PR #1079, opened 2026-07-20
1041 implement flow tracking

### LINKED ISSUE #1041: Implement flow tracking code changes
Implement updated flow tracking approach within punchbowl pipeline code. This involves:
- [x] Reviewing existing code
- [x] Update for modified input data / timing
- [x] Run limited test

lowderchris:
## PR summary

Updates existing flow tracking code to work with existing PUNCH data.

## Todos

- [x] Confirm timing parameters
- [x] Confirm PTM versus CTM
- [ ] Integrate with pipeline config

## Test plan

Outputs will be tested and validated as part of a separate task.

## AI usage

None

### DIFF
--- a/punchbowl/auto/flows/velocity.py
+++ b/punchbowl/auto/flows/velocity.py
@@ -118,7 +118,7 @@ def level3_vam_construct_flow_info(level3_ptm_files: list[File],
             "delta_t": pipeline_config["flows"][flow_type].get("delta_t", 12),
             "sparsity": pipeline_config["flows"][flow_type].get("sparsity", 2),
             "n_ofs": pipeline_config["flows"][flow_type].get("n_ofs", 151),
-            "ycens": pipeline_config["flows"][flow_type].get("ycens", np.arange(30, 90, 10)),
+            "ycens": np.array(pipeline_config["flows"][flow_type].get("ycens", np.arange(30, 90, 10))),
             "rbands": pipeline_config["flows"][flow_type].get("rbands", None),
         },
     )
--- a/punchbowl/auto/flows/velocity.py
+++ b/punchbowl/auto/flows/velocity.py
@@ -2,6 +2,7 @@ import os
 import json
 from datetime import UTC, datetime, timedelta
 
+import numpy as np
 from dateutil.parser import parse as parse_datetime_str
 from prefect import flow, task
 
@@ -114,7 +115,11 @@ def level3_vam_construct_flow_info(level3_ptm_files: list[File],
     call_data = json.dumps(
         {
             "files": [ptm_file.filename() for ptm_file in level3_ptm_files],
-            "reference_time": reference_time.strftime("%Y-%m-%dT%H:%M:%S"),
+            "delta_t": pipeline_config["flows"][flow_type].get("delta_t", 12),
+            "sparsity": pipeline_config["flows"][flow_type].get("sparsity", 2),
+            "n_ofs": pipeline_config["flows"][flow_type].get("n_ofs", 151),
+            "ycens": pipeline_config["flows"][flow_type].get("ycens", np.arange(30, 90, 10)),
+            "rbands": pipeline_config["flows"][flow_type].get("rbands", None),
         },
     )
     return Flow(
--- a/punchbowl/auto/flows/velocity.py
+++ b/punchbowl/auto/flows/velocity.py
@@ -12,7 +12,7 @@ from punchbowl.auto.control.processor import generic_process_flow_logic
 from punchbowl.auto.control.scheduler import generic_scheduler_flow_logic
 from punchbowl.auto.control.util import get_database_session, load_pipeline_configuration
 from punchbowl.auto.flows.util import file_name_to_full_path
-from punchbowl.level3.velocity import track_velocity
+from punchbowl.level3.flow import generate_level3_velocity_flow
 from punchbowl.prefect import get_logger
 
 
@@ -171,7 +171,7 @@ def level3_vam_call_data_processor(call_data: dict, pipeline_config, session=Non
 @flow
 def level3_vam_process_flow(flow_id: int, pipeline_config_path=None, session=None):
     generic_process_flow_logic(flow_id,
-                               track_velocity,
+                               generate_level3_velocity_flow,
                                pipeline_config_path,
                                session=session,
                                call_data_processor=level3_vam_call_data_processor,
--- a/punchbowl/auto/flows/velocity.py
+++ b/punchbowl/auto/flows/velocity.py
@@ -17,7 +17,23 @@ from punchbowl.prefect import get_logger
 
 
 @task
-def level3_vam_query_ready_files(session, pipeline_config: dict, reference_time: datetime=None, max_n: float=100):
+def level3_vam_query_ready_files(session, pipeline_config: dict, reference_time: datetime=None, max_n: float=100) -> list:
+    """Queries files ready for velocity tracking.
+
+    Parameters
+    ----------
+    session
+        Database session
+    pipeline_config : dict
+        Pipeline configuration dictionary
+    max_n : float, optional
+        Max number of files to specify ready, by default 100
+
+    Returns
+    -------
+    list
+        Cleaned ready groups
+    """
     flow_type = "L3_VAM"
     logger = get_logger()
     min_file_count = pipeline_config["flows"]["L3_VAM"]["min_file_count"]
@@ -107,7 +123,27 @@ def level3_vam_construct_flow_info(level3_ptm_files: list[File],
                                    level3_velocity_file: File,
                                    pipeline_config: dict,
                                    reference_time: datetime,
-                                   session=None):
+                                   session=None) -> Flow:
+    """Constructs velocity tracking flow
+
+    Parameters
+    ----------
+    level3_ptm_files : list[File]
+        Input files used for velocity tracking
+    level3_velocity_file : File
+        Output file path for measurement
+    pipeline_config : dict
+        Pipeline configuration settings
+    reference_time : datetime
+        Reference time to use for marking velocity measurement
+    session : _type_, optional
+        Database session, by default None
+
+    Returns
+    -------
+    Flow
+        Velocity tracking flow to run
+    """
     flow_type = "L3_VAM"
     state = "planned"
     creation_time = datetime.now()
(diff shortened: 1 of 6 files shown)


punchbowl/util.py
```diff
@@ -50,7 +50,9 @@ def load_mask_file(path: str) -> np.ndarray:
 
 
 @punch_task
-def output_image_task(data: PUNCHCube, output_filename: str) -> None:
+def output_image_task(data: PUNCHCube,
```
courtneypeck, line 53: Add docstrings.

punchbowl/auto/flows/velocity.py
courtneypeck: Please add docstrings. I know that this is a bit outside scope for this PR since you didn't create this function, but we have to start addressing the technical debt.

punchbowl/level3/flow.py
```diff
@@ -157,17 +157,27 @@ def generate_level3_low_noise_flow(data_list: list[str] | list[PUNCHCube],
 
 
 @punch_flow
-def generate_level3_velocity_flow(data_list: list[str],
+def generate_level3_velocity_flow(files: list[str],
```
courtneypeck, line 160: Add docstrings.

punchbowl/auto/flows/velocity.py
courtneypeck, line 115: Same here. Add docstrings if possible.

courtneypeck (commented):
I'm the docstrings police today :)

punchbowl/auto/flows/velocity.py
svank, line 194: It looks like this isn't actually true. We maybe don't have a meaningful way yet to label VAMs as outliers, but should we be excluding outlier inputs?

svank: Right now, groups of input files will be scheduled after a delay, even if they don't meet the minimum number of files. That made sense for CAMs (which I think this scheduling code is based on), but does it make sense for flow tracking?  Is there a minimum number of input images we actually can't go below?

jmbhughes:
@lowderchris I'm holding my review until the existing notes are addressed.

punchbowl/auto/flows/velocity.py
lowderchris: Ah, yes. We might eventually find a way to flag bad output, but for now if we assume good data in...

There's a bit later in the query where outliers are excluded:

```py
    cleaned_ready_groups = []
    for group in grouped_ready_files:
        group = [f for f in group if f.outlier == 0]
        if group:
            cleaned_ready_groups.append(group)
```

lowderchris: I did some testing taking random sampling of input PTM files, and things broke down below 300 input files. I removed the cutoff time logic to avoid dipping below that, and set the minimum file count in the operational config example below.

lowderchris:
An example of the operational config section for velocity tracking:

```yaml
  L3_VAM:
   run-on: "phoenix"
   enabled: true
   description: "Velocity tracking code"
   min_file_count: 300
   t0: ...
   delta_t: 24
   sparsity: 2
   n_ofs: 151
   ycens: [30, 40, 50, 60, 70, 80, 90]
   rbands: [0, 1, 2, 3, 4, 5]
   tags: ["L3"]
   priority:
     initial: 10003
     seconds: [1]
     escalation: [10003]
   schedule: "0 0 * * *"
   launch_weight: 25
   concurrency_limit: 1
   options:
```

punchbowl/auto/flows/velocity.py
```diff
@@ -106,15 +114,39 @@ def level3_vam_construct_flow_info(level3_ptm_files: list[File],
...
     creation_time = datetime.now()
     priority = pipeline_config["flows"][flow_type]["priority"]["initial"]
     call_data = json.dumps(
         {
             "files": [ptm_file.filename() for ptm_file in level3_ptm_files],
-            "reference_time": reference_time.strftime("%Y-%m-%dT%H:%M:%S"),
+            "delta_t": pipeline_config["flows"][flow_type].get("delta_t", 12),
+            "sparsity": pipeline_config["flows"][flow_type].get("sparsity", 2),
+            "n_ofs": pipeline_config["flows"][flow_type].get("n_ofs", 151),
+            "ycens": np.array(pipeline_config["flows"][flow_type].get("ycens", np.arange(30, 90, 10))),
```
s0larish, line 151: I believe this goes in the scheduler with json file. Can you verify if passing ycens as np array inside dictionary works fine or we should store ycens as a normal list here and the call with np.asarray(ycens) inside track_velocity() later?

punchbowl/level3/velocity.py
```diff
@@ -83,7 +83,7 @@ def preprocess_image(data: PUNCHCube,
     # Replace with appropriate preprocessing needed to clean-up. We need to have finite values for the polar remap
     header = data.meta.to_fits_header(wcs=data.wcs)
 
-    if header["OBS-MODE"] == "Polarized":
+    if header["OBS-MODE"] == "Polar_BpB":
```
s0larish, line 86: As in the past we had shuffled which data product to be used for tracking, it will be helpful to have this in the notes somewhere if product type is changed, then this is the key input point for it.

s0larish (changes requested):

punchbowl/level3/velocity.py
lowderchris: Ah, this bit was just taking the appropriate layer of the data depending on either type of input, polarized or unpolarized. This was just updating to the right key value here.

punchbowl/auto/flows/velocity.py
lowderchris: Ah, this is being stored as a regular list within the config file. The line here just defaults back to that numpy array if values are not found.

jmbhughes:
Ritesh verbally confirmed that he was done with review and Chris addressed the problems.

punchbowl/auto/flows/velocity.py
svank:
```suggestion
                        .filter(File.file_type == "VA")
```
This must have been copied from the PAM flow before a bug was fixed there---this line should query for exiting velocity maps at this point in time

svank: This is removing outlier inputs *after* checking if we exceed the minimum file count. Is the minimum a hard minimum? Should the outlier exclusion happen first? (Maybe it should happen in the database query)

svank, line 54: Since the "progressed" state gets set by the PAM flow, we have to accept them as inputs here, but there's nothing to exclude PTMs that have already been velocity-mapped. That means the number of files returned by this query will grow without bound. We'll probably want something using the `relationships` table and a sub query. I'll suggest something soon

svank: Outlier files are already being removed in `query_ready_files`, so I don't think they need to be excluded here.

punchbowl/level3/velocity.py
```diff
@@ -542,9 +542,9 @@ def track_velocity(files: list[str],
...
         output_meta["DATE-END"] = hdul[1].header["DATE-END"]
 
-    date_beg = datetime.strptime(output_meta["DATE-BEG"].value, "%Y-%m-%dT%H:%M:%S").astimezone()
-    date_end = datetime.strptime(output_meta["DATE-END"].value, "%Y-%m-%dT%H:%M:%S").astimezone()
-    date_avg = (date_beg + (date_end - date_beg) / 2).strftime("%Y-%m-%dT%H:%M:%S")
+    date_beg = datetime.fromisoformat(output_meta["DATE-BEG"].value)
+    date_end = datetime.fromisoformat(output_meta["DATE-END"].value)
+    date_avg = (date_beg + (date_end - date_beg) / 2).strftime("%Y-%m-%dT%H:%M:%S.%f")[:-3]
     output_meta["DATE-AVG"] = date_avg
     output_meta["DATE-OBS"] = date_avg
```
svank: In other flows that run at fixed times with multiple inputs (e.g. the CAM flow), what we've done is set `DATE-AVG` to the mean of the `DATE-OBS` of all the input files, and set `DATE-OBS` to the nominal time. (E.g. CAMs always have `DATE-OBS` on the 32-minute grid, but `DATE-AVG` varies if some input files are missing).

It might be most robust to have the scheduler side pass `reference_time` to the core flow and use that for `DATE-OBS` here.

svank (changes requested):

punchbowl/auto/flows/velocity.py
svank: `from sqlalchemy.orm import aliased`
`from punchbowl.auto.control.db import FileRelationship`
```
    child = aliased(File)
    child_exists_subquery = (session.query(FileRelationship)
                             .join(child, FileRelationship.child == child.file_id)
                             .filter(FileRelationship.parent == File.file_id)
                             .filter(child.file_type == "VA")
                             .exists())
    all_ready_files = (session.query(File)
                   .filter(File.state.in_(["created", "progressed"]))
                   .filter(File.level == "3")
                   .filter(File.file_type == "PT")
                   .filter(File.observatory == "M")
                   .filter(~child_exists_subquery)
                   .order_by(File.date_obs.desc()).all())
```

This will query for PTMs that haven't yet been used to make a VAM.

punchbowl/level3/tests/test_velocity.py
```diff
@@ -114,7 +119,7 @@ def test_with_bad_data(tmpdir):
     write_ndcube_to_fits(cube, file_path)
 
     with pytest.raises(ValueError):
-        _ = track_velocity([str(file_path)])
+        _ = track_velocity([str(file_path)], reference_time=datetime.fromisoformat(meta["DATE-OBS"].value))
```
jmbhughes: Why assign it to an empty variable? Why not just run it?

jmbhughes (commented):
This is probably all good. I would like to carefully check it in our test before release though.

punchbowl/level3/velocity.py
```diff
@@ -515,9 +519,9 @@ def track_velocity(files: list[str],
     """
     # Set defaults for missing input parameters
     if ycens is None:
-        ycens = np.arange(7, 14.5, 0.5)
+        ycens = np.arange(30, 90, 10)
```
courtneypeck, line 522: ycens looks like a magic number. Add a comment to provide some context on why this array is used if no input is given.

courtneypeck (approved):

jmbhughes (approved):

## TASK ITEM
The answer must be every line of the listing that holds the word "within".

## WRITTEN ANSWER
Implement updated flow tracking approach within punchbowl pipeline code. This involves:
lowderchris: Ah, this is being stored as a regular list within the config file. The line here just defaults back to that numpy array if values are not found.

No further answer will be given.